• [TASK INSTRUCTIONS]:
Give back nothing but the number of lines in these entries that contain the word "deadlock".

• [Stored data]:
== Segment start ==

PR #9377, opened 2025-10-29
fix a possible deadlock on exit

pixelflinger:
The deadlock happened because FrameInfoManager needs to wait that all fences have signaled before it can be destroyed. 

The fix here is simply to destroy the fence without waiting (for safety we do wait after we destroy them).

This uncovered another problem where all backends didn't handle this  correctly.

We now explicitly handle this when destroying a fence: we make sure it unblocks all the waiters and returns an error.

### DIFF
--- a/filament/backend/src/opengl/OpenGLDriver.cpp
+++ b/filament/backend/src/opengl/OpenGLDriver.cpp
@@ -2287,9 +2287,14 @@ mat3f OpenGLDriver::getStreamTransformMatrix(Handle<HwStream> sh) {
 
 void OpenGLDriver::destroyFence(Handle<HwFence> fh) {
     if (fh) {
-        GLFence const* f = handle_cast<GLFence*>(fh);
+        GLFence const* const f = handle_cast<GLFence*>(fh);
         if (mPlatform.canCreateFence() || mContext.isES2()) {
             mPlatform.destroyFence(f->fence);
+        } else {
+            // signal waiters it's time to give-up
+            std::unique_lock const lock(f->state->lock);
+            f->state->status = FenceStatus::ERROR;
+            f->state->cond.notify_all();
         }
         destruct(fh, f);
     }
--- a/filament/backend/src/vulkan/VulkanAsyncHandles.h
+++ b/filament/backend/src/vulkan/VulkanAsyncHandles.h
@@ -56,6 +56,10 @@ struct VulkanCmdFence {
     FenceStatus wait(VkDevice device, uint64_t timeout,
         std::chrono::steady_clock::time_point until);
 
+    void cancel() {
+        setStatus(VK_ERROR_UNKNOWN);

== Segment end ==

• [EXPECTED ANSWER]:
2